In 2021, The Last Duel quietly slipped through theaters. It had all the ingredients of a major prestige film: Ridley Scott directing, Matt Damon and Adam Driver headlining, Ben Affleck in a striking supporting role, and Jodie Comer delivering a performance of extraordinary restraint and power. And yet, despite the pedigree, it flopped. Many people didn’t even know what it was.
Now, typically when we revisit a film like this, it’s to examine what went wrong with the storytelling — to tighten a plotline, fix a character arc, or reshape a missed opportunity. But in this case, we have no such complaints. The Last Duel is a storytelling triumph. Its structure is bold but effective. Its characters are complex and contradictory in the best way. The themes are heavy, but the emotional execution is razor sharp. There is nothing broken in the script that needs repairing.
And that’s what makes its failure all the more frustrating.
For those who saw it, The Last Duel revealed itself to be not a sword-swinging epic, but something far more intimate, painful, and relevant: a story of a woman forced to risk her life just to speak the truth. It wasn’t about chivalry. It was about Marguerite de Carrouges, a woman who accuses a powerful man, Jacques Le Gris, of rape, and must watch her fate be decided — not by reason, not by testimony, but by a duel between two men. If her husband loses, she burns alive.
The film’s power lies in its structure. Through a Rashomon-style lens, we see the same events unfold three times: first through the eyes of Jean de Carrouges, Marguerite’s husband; then through the perspective of Le Gris, the accused; and finally, from Marguerite herself — the version the film labels, simply and chillingly, “The Truth.” Each perspective strips away another layer of ego and denial. What begins as a tale of male pride and political rivalry becomes a quiet horror story about a woman being suffocated by the silence around her.
And yet, it was titled The Last Duel. A title that, while technically accurate — it was France’s final legally sanctioned trial by combat — completely misses the point. It sells the film as a medieval action piece when, in truth, the duel is not the heart of the story — it’s the violent punctuation on a story about justice denied. The title tells us nothing about the soul of the film. It doesn’t even hint at Marguerite.
Imagine instead if the film had been called The Reckoning of Marguerite. With just those few words, the frame shifts. This is no longer about two men in armor — it’s about a woman confronting the men, the court, and the culture that would rather see her die than admit she might be telling the truth. “Reckoning” suggests judgment — not just legal, but moral. Not just of the men involved, but of an entire world that failed her.
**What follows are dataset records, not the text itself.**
PR #7, opened 2016-07-21
some basic code and test base 

skyao:
1. change java version to 1.7, not 1.8
2. rollback rpc package
3. add etcd client builder
4. setup integration test and unit test 

we can run a simple client to connect KV service now.


AdoHe:
IMO, no need to add `EtcdNativeClient`, we must wrap all grpc logical in client side, hide that from end users.  Also there are several things I am considering before implement this real client: 1. how to do client side load balancer, etcd v3 go client support simple load balancer, java should do this also. 2. sync VS async?, I would like to implement an asynchronous client. 3. how to divide services implementation into different sub-client. Now etcdv3 has six kinds of services, if we put all logical in one client, that would be a huge one. @skyao @xiang90

skyao:
@AdoHe: I add this native client just because we don't have normal one now.

Once we finish the normal one, we can remove this native one.

answers to your questions:

1. load balancer: I suggest to do this later, we need to bring out the first one without LB
2. seems we need bring both of them
3. in native client, I try to split the client to service according to GRPC services. I suggest we can continue to do like this, but review and redesign the services.

xiang90:
@skyao @AdoHe Yes, we should hide all gRPC logic. We (@sijie and me) are putting together the KV service interface now. Then we can start implement it.

Let's use the default gRPC round-robin lb for now.

src/main/java/com/coreos/jetcd/EtcdClientBuilder.java
```diff
@@ -1,4 +1,77 @@
...
+    /**
+     * create a new builder.
+     *
+     * @return new builder
+     */
+    public static EtcdClientBuilder newBuilder() {
+        return new EtcdClientBuilder();
+    }
+
+    private String etcdHost;
```
xiang90: let's take a list of endpoints? an endpoint is a string with host:port?

xiang90:
@skyao Can we port these implementation into the interface @sijie defined here: https://github.com/coreos/jetcd/blob/master/src/main/java/com/coreos/jetcd/EtcdKV.java#L21?

Thank you!

raoofm:
@skyao may be i missed something here, any reason for moving to 1.7 from 1.8?

xiang90:
@raoofm I was not sure if we should go with 1.7 or 1.8. @sijie suggested me that we should just go with 1.8. What do you think?

sijie:
Just FYI. https://java.com/en/download/faq/java_7.xml for java 7. 

Either (7 or 8) works for me. No strong preference here.

AdoHe:
Personally I would like to use Java 1.7.

xiang90:
@AdoHe Can I have your wechat account?

AdoHe:
@xiang90 my wechat account is 2584691618

skyao:
There are too many conflicts since sijie has commit another implementation of EtcdClient, so I will give up this poll request and redo some work based on code base of sijie.

raoofm:
@xiang90 @skyao @AdoHe 
As @sijie has pointed out "After April 2015, Oracle will no longer post updates of Java SE 7" and it is already 30 months since the release of java8 and we are using java8 for 2 years at our organization and didn't face any problems. To use the latest mostly has its benefits unless there is a strong case to not to use java8. 
@AdoHe i think we should go with java8?

raoofm:
Never mind I see an issue was closed and you guys decided to go ahead with java8

PR #11, opened 2016-07-22
Improve maven build

lburgazzoli:
I've improved the maven pom by
- define version in properties block
- use maven-bundle-plugin to add osgi mete-data
- upgrade dependencies
- remove unused dependencies


AdoHe:
@lburgazzoli maybe we should use jdk version 1.7 now.

lburgazzoli:
@AdoHe no problem, it was reflecting what was in the build before, I'll amend it

lburgazzoli:
@AdoHe fixed, I've also added a profile to disable doclint on java8

PR #12, opened 2016-07-22
rollback package name to etcdserverpb

skyao:
In etcd server, the service package is "etcdserverpb".

if we use jetcd in our proto file, we can't access the servies like KV service.

So we have to rollback to "etcdserverpb".


skyao:
Test and verified.

PR #13, opened 2016-07-22
add init kv service implementation

AdoHe:
@xiang90 @skyao @sijie I add some init kv services implementaion ptal.


AdoHe:
Also some thought on multi endpoints load balancing: Currently grpc use `DummyLoadBalancerFactory` as the default load balancer factory, the `DummyLoadBalancer` will always pick-first. Basically we need to implement custom **NameResolver** and **LoadBalancer** if we want to support multi endpoints.

skyao:
Seems there are some conflicts in class EtcdClientBuilder.

PR #20, opened 2016-07-24
initial txn impl

xiang90:
/cc @sijie @skyao @AdoHe @heyitsanthony @hongchaodeng


src/main/java/com/coreos/jetcd/op/Cmp.java
```diff
@@ -0,0 +1,65 @@
...
+                compareBuiler.setResult(Compare.CompareResult.EQUAL);
+                break;
+            case GREATER:
+                compareBuiler.setResult(Compare.CompareResult.GREATER);
+                break;
+            case LESS:
+                compareBuiler.setResult(Compare.CompareResult.LESS);
+                break;
+            default:
+                throw new IllegalArgumentException("Unexpected compare type");
```
hongchaodeng: I  think you should throw IllegalArgumentException in the constructor.

xiang90: ok. sure. i will make the change.

AdoHe:
After discussion with xiang, we decide to merge this now, I will add exception check later.

PR #21, opened 2016-07-24
test: run etcd before testing starts

xiang90:


scripts/run_etcd.sh
```diff
@@ -0,0 +1,12 @@
+#!/bin/bash
+
+mkdir -p external
+cd external
+
+git clone https://github.com/coreos/etcd
+cd etcd
+echo "Building etcd..."
+./build
```
heyitsanthony: should probably fetch the latest release?

xiang90: sure. i will merge this simple solution first. then i will do the git tricks to build the latest release.

PR #24, opened 2016-07-25
update EtcdKVImpl get&delete request builder

AdoHe:


src/main/java/com/coreos/jetcd/op/Op.java
```diff
@@ -113,5 +113,4 @@ RequestOp toRequestOp() {
             return RequestOp.newBuilder().setRequestDeleteRange(delete).build();
         }
     }
-
-}
+}
```
xiang90: add \n?

xiang90:
lgtm

src/main/java/com/coreos/jetcd/op/Op.java
AdoHe: just remove the extra "\n".

AdoHe:
@xiang90 I am considering whether we should re-use `PutOp` etc in `EtcdKVImpl.java` , now there are some duplicated code in `Op.java` and `EtcdKVImpl.java`.

PR #26, opened 2016-07-25
add abstract name resolver factory

AdoHe:
@lburgazzoli ptal.


AdoHe:
@lburgazzoli I just add init discovery service based name resolver, still wip. ptal

lburgazzoli:
Any chance to get it merged, maybe in a different branch ?

src/main/java/com/coreos/jetcd/resolver/DiscoveryEtcdNameResolver.java
```diff
@@ -0,0 +1,89 @@
...
+import java.net.URI;
+import java.util.concurrent.ExecutorService;
+import java.util.concurrent.ScheduledExecutorService;
+import java.util.concurrent.ScheduledFuture;
+
+/**
+ * A discovery service based {@link NameResolver}. DiscoveryEtcdNameResolver will
+ * query configured discovery URL periodically to get endpoints addresses.
+ */
+public class DiscoveryEtcdNameResolver extends NameResolver {
```
xiang90: if you refer to public discovery.etcd.io, it does not really work. discovery url only expose peer url, not client url.

xiang90: i think the first naming resolver would be a dns srv resolver with client prefix. see https://github.com/coreos/etcd/blob/master/Documentation/op-guide/clustering.md#dns-discovery

xiang90:
@lburgazzoli @AdoHe I think we need to have srv discover first. the discover token one does not really work today. see my inline comments.

src/main/java/com/coreos/jetcd/resolver/DiscoveryEtcdNameResolver.java
AdoHe: Yes, I am wondering whether we should add a discovery service based name resolver.

AdoHe:
@xiang90 so perhaps we just need two name resolvers: `simple` and `dns+srv`.

xiang90:
@AdoHe What does simple do? nothing but return the original endpoints?

AdoHe:
@xiang90 Yes, simple name resolver just write the original endpoints to listener.

xiang90:
sure. thanks.

AdoHe:
@lburgazzoli I will update this today and merge it so you can start the srv based name resolver.

xiang90:
lgtm. can you please squash the commits into one?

The tragedy is that many never even saw the trailer, let alone the film. In late 2021, theaters were still recovering from the pandemic. Adult audiences — the kind drawn to serious, character-driven drama — were hesitant to return to cinemas. Those who did were being pulled toward big franchise fare with clearer marketing hooks. And when The Last Duel was promoted, it leaned heavily on sword fights, stern-faced knights, and a muted color palette. The subtlety was buried. The emotional urgency never made it into the ads.
It’s not that the film failed because it was flawed. It failed because it was brilliant in a moment that didn’t want brilliance — or didn’t know where to look for it. With a stronger title, better positioning, and a campaign that put Marguerite front and center, it could have reached the audience it was made for.
The Reckoning of Marguerite wouldn’t have changed a single scene. But it might have changed how people saw the film — or whether they saw it at all.
As it stands, The Last Duel is destined to be one of the great underseen dramas of its time. But perhaps, over time, word of mouth will lift it to where it belongs. Perhaps it will find a second life, not as a forgotten historical oddity, but as a razor-sharp examination of power, silence, and the price of being believed.
And maybe one day, when someone recommends it to a friend, they won’t even call it by its original name. They’ll say: “You should watch The Reckoning of Marguerite. It’s one of the best films you’ve never seen.”